The primary aim of the SAFEGUARD project is to assess and further quantify and understand the cardio/cerebrovascular and pancreatic safety of blood glucose lowering agents, in particular the TZDs and the novel incretin-based drugs and amylin analogues in T2DM patients.
The SAFEGUARD Consortium is formed by a multidisciplinary group including diabetes experts, clinicians, pharmacologists, pharmacovigilance experts, statisticians and pharmacoepidemiologists; and will capitalize on knowledge generated in other EU funded projects to create a harmonized data platform.

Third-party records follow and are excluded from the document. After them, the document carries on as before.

PR #2222, opened 2021-03-09
independent leak score feature

djrtwo:
Port validator specific leak from #2192 and #2212 to be reviewed and judged independently from 64-epoch boundary optimization


specs/lightclient/beacon-chain.md
```diff
@@ -284,13 +285,10 @@ def get_sync_committee(state: BeaconState, epoch: Epoch) -> SyncCommittee:
...
     """
     indices = get_sync_committee_indices(state, epoch)
-    validators = [state.validators[index] for index in indices]
-    pubkeys = [validator.pubkey for validator in validators]
-    aggregates = [
-        bls.AggregatePKs(pubkeys[i:i + SYNC_SUBCOMMITTEE_SIZE])
-        for i in range(0, len(pubkeys), SYNC_SUBCOMMITTEE_SIZE)
-    ]
-    return SyncCommittee(pubkeys=pubkeys, pubkey_aggregates=aggregates)
+    pubkeys = [state.validators[index].pubkey for index in indices]
```
djrtwo, line 288: Note, this is a cleanup from #2212 that is being ported as well. Should be 1:1 functionality

tests/core/pyspec/eth2spec/test/helpers/rewards.py
```diff
@@ -219,7 +221,8 @@ def run_get_inactivity_penalty_deltas(spec, state):
 
 def transition_state_to_leak(spec, state, epochs=None):
     if epochs is None:
-        epochs = spec.MIN_EPOCHS_TO_INACTIVITY_PENALTY
+        # +1 to trigger leak_score transitions
+        epochs = spec.MIN_EPOCHS_TO_INACTIVITY_PENALTY + 1
```
hwwhww, line 225: Sanity check, what exactly the `@leaking` decorator should do? Is it for getting a `state` such that `is_in_inactivity_leak(state) is True`?

If so, should this line be `epochs = spec.MIN_EPOCHS_TO_INACTIVITY_PENALTY + 2`, similar to `test_leak_scores` test case in `lightclient_patch/sanity/test_blocks.py`?

tests/core/pyspec/eth2spec/test/phase0/block_processing/test_process_attester_slashing.py
```diff
@@ -118,6 +126,41 @@ def test_success_already_exited_recent(spec, state):
...
+
+@with_all_phases
+@with_custom_state(balances_fn=misc_balances, threshold_fn=lambda spec: spec.EJECTION_BALANCE)
+@spec_test
+@single_phase
+def test_success_with_effective_balance_disparity(spec, state):
+    # Jitter balances to be different from effective balances
+    for i in range(len(state.balances)):
+        pre = int(state.balances[i])
+        state.balances[i] += random.randrange(max(pre - 5000, 0), pre + 5000)
```
hwwhww, line 157: Do you mean
```suggestion
        state.balances[i] = random.randrange(max(pre - 5000, 0), pre + 5000)
```
?

hwwhww (approved):
Great! The spec changes look good to me. Just some questions about the tests.

tests/core/pyspec/eth2spec/test/helpers/rewards.py
djrtwo: So @leaking used to just get the state such taht `is_in_inactivity_leak` is True, but this is not enough for the test cases that use `leak_scores` because on the cusp of the transition, `is_in_inactivity_leak is False` and thus `leak_scores` aren't updated to be non-zero. Whereas once you cross the next transition, you do get increased leak scores. So beacuse we want to test that running the rewards/penalties functions in isolation gives leak penalties, we want some leak_scores to be non-zero

the +2 in `test_leak_scores` is to account for if it is starting at genesis where `finalized_epoch == current_epoch` so it takes another couple of epoch transitions to get to the leak

tests/core/pyspec/eth2spec/test/phase0/epoch_processing/test_process_rewards_and_penalties.py
```diff
@@ -27,6 +27,31 @@ def run_process_rewards_and_penalties(spec, state):
...
+                    # If not proposer but participated optimally, should have exactly neutral balance
+                    assert post_state.balances[index] == pre_state.balances[index]
+                else:
+                    assert post_state.balances[index] < pre_state.balances[index]
+            else:
+                if index in attesting_indices:
+                    assert post_state.balances[index] > pre_state.balances[index]
+                else:
+                    assert post_state.balances[index] < pre_state.balances[index]
+
```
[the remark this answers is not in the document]
djrtwo: ah, I think it should just be an `else`. looking into it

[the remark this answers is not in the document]
djrtwo: nevermind. fixing it up!

PR #765, opened 2025-01-02
Enable tests for PRs that don't merge into main or develop

### LINKED ISSUE #764: Tests don't run on PRs that don't merge into `main` or `develop`
I have a PR (#763) that makes edits to a branch other than `main` or `develop`. To run the tests, I needed to modify the GitHub Actions workflow. Is this intended?

### LINKED ISSUE #769: add branch protection to develop
I have just realised branch protection of ensuring tests pass is not on for `develop` (possibly not `main` either). We should check this. I cannot because I don't have admin privileges.

We should check this in the next team meeting.

joewallwork:
Closes #764
> I have a PR (https://github.com/nextsimhub/nextsimdg/pull/763) that makes edits to a branch other than `main` or `develop`. To run the tests, I needed to modify the GitHub Actions workflow. Is this intended?

Closes #769

I recommend we use this approach described [here](https://docs.github.com/en/actions/managing-workflow-runs-and-deployments/managing-workflow-runs/skipping-workflow-runs) i.e.,:

> Workflows that would otherwise be triggered using `on: push` or `on: pull_request` won't be triggered if you add any of the following strings to the commit message in a push, or the `HEAD` commit of a pull request:
> - `[skip ci]`
> - `[ci skip]`
> - `[no ci]`
> - `[skip actions]`
> - `[actions skip]`

I think we should avoid editing `.github/workflows/test_suite.yml`.

There is another popular approach using something like `if: github.event.pull_request.draft == false` in the workflow, but this comes with many problems. See [here](https://github.com/orgs/community/discussions/25722) for more info.


.github/workflows/test_suite.yml
```diff
@@ -4,7 +4,6 @@ on:
   push:
     branches: [ main, develop ]
   pull_request:
-    branches: [ main, develop ]
```
joewallwork, line 7: @TomMelt to look into draft PRs. If not, add a comment here for how to ignore certain branches.

AdelekeBankole (approved):
@TomMelt, thank you. This looks good to me at least from what I picked up from yesterday's meeting.

TomMelt:
@timspainNERSC , I just raised #769 because I realised I could merge without the tests running at all. We should be able to fix this next meeting.

TomMelt:
@timspainNERSC , can you take a look at branch protection rules for `develop` and `main`

timspainNERSC:
> @timspainNERSC , can you take a look at branch protection rules for `develop` and `main`

This may be something to do with the branch protection rule 'Require status checks to pass before merging' but I don't understand the github status check system well enough to be confident in enabling this option without further investigation.

joewallwork:
Let's merge this following #807.

joewallwork:
Hm okay so the linting workflows didn't run because they only run when certain changes... but we now require them to pass in order for the PR to be mergeable. So in https://github.com/nextsimhub/nextsimdg/pull/765/commits/b3522a36d08a50258fb267ff4bc1bd5b799d5c0e I add workflow triggers upon review. This isn't ideal because tests because there will be unnecessary test runs in some cases, but it's what we need to meet the new criteria.

TomMelt (approved):
~LGTM~ :rocket: 

I have unapproved for now just till we decide best way forward

.github/workflows/linting.yml
```diff
@@ -10,6 +10,7 @@ on:
       - '**.cpp'
       - '**.hpp'
       - '**CMakeLists.txt'
+  pull_request_review:
```
TomMelt, line 13: hmmm it's a shame we have to trade efficiency of running tests "unnecessarily" though.

although the checks are only required going into `develop`  right (or is it `main`)? I wonder if we can we can force runs of tests for `main` and leave the others to just merge anyway? what do you think?

TomMelt (changes requested):
not sure how we want to proceed. Is it possible to force runs on `pull_request_review` only for `main`/`develop` branch?

.github/workflows/linting.yml
joewallwork: Oh yeah good point. Added in https://github.com/nextsimhub/nextsimdg/pull/765/commits/587e2d81e41c83da65e898b334ed75e5394467f4.

joewallwork:
The annoying thing now is that the tests get triggers twice because there's both a `pull_request` and a `pull_request_review` trigger. I would've thought there's a way to avoid this duplication but haven't found anything as yet.

TomMelt (approved):
LGTM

This platform will allow for the largest scale studies on T2DM drugs developed so far as well as for the implementation of new epidemiological studies.
Studies included in SAFEGUARD comprise:
- Systematic review of existing evidence from published clinical trials and observational studies and meta-analyses;
- Analysis of spontaneous adverse events reports in international pharmacovigilance databases
- Quantification of cardiovascular, cerebrovascular and pancreatic risk and identification of risk factors using healthcare databases from 6 countries.
- Mechanistic studies in humans for a better understanding the effect of T2DM drugs on cardiovascular, digestive and renal systems.
Results will aid defining the benefit-risk profile throughout the lifecycle of T2DM drugs.
Finally, with the integration of all information derived from the work in the project, a decision model will be developed to assist clinicians and patients in better treatment choices.